PR #898, opened 2025-03-07
chore(test): Replay WAL before start round

ancazamfir:
Closes: #XXX

An experiment for simply moving the WAL replay before start round. If we enter new round with a proposal already we should not `getValue()` again.
We should also find all the votes already stored for all rounds, etc. ~~NewRound mux would need more updates though.~~
edit: it's actually `step_change` mux and it looks pretty complete. 

---

#### For all contributors

- [ ] Reference GitHub issue


ancazamfir:
So it look like one thing missing in step change mux, specifically for this case `Unstarted` -> `Propose`,  is looking for conditions at higher rounds (L49 and L55). However this is an optimization that we don't do today (as we replay one by one). We should add multiple round wal tests.

romac:
@ancazamfir I added a new `PrepareHeight` input to avoid mutating the driver state from outside of the `core-consensus` crate, what do you think?

romac:
As discussed today, let's close this in favor of https://github.com/informalsystems/malachite/pull/896

ancazamfir:
@romac just to clarify, we will still replay (proposals) at start height before start round, meaning most of the changes here should still apply, right?

PR #2617, opened 2021-06-08
refactoring publish action

brettsam:
Creating the `UpdateFrameworkVersions` method to make this easier to test in v4, where the logic has a few more steps.


ankitkumarr (approved):
Looks good to me

PR #2623, opened 2021-06-15
fix typo in RunAsync()

mburleigh:
Other console messages are in the form of "Press any key to <do something>"; I added the word "key" the console output.


michaelpeng36 (approved):
LGTM

PR #2659, opened 2021-07-26
Multi-stage docker builds for python

peterkh:
More closely match what happens when publishing a python function app.

Using the `-buildenv` image for doing pip installs. Without this packages like `pyodbc` fail to install as there is no gcc installed in function rumtime image.


kshyju:
@peterkh Is this change still valid/relevant?

@vrdmr @gavin-aguiar Could you please review?

soninaren:
@peterkh v3.x is not in active development. Please send a PR against v4.x branch if the change is still valid / relevant.

PR #2667, opened 2021-07-28
Adding ability to select the .NET language on create

aaronpowell:
When adding the F# templates for dotnet-isolated (see: https://github.com/Azure/azure-functions-templates/pull/1074) I dug around to figure out just how the tools worked to create new projects.

This led me to figure out how the dotnet setup was done and that adding a language selector into the `func init` pipeline wouldn't be that hard. So now we have the ability to select which .NET language we want to use for both in-proc and isolated models.

As a result, F# projects can be managed using the `func` CLI rather than having to go via the `dotnet` cli.


aaronpowell:
I've done some local testing of this, using the new templates, from the above mentioned pack, and it was able to create both C# and F# across dotnet and isolated.

src/Azure.Functions.Cli/Helpers/WorkerRuntimeLanguageHelper.cs
```diff
@@ -41,7 +41,7 @@ public static class WorkerRuntimeLanguageHelper
         private static readonly IDictionary<WorkerRuntime, string> workerToDefaultLanguageMap = new Dictionary<WorkerRuntime, string>
         {
             { WorkerRuntime.dotnet, Constants.Languages.CSharp },
-            { WorkerRuntime.dotnetIsolated, Constants.Languages.CSharp },
+            { WorkerRuntime.dotnetIsolated, Constants.Languages.CSharpIsolated },
```
dsyme, line 44: Does this need entries for F#?

dsyme: I see it's the defaults

aaronpowell: Yeah, figured that the default of C# makes the most sense

anthonychu:
@fabiocav Adding it to the next sprint to see if we can have someone review this. It's only going into v4. I think @aaronpowell can help create a PR to back port it to v3 as well if this is approved.

fabiocav:
Apologies for the delay here. Reassigning this for review. 

@aaronpowell would it be possible to update this PR against the latest code? Thanks!

aaronpowell:
@fabiocav done

src/Azure.Functions.Cli/Helpers/WorkerRuntimeLanguageHelper.cs
```diff
@@ -25,7 +25,7 @@ public static class WorkerRuntimeLanguageHelper
         private static readonly IDictionary<WorkerRuntime, IEnumerable<string>> availableWorkersRuntime = new Dictionary<WorkerRuntime, IEnumerable<string>>
         {
             { WorkerRuntime.dotnet, new [] { "c#", "csharp", "f#", "fsharp" } },
-            { WorkerRuntime.dotnetIsolated, new [] { "dotnet-isolated" } },
+            { WorkerRuntime.dotnetIsolated, new [] { "dotnet-isolated", "c#-isolated", "csharp-isolated", "f#-isolated", "fsharp-isolated" } },
```
michaelpeng36, line 28: Do we still need `dotnet-isolated` in the array containing `c#-isolated` and `csharp-isolated` here?

src/Azure.Functions.Cli/Helpers/WorkerRuntimeLanguageHelper.cs
```diff
@@ -55,7 +55,7 @@ public static class WorkerRuntimeLanguageHelper
             { Constants.Languages.TypeScript, new [] { "ts" } },
             { Constants.Languages.Python, new [] { "py" } },
             { Constants.Languages.Powershell, new [] { "pwsh" } },
-            { Constants.Languages.CSharp, new [] { "csharp", "dotnet", "dotnet-isolated", "dotnetIsolated" } },
+            { Constants.Languages.CSharpIsolated, new [] { "csharp", "dotnet", "dotnet-isolated", "dotnetIsolated" } },
```
michaelpeng36, line 58: I believe there should be separate entries here: one with `{ Constants.Languages.CSharp, new [] { "csharp", "dotnet" } }` and another with `{ Constants.Languages.CSharpIsolated, new [] { "dotnet-isolated", "dotnetIsolated" } }`

michaelpeng36 (changes requested):
@aaronpowell his PR seems mostly correct, but there are a few minor issues that need to be addressed, which I have added in the comments.

src/Azure.Functions.Cli/Helpers/WorkerRuntimeLanguageHelper.cs
aaronpowell: I'll have to have a second look at it, but I _think_ the reason I kept `dotnet-isolated` in there was for backwards compatibility, as prior to this change that's how things were identified.

src/Azure.Functions.Cli/Helpers/WorkerRuntimeLanguageHelper.cs
aaronpowell: Yes that's probably true, otherwise it won't detect in-proc properly

src/Azure.Functions.Cli/Helpers/WorkerRuntimeLanguageHelper.cs
aaronpowell: I've had a bit of a poke around and I don't think it can be removed with a lot of other cascading changes.

Removing `dotnet-isolated` will cause existing projects to fail to launch using `func start` as it's unable to detect the worker type. I also tested changing the worker type in `local.settings.json` to `c#-isolated` but that then errors within the WebJobs dependency as it couldn't find the functions language `c#-isolated`, so there'd be a downstream impact.

Additionally, all templates would need to be updated to either say `c#-isolated` or `f#-isolated` in them before the change would usable.

Ultimately, the additional worker types are probably not doing anything of value at present, they are more future proofing 😅

src/Azure.Functions.Cli/Helpers/WorkerRuntimeLanguageHelper.cs
aaronpowell: Done but I've had to move `csharp` out of the CSharpIsolated constant, otherwise it'll explode later on in `WorkerRuntimeStringToLanguage`, but I'm not quite sure how they all hang together to know if that's a problem (hasn't seem to be in my testing)

michaelpeng36 (approved):
LGTM

dsyme:
Yay!!!!

PR #2677, opened 2021-08-06
feat: Use KEDA v2.4

tomkerkhove:
Change CLI to use KEDA v2.4 CRDs to use the correct deployment for KEDA.

It would be ideal if somebody could pull this version and deploy an application to verify that it works.


tomkerkhove:
Any thoughts @ahmelsayed ?

tomkerkhove:
> @tomkerkhove - changes look straight forward and its minor version update. Can you please Update the description with information on what tests were to verify this change? I believe we do not have good e2e test coverage to verify these changes in the CI
> 
> Tagging @lpapudippu for context

Done!

michaelpeng36:
Closing as this issue is addressed in #2797 and #2799

tomkerkhove:
Too bad my effort was not merged faster but it is what it is 🤷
━━━━━━━━
* **REQUIREMENT**
In the material above, find each line that has the string "have" and return it.

* **ANSWER TO THIS TASK**
This led me to figure out how the dotnet setup was done and that adding a language selector into the `func init` pipeline wouldn't be that hard. So now we have the ability to select which .NET language we want to use for both in-proc and isolated models.
@fabiocav Adding it to the next sprint to see if we can have someone review this. It's only going into v4. I think @aaronpowell can help create a PR to back port it to v3 as well if this is approved.
@aaronpowell his PR seems mostly correct, but there are a few minor issues that need to be addressed, which I have added in the comments.
aaronpowell: I'll have to have a second look at it, but I _think_ the reason I kept `dotnet-isolated` in there was for backwards compatibility, as prior to this change that's how things were identified.
> @tomkerkhove - changes look straight forward and its minor version update. Can you please Update the description with information on what tests were to verify this change? I believe we do not have good e2e test coverage to verify these changes in the CI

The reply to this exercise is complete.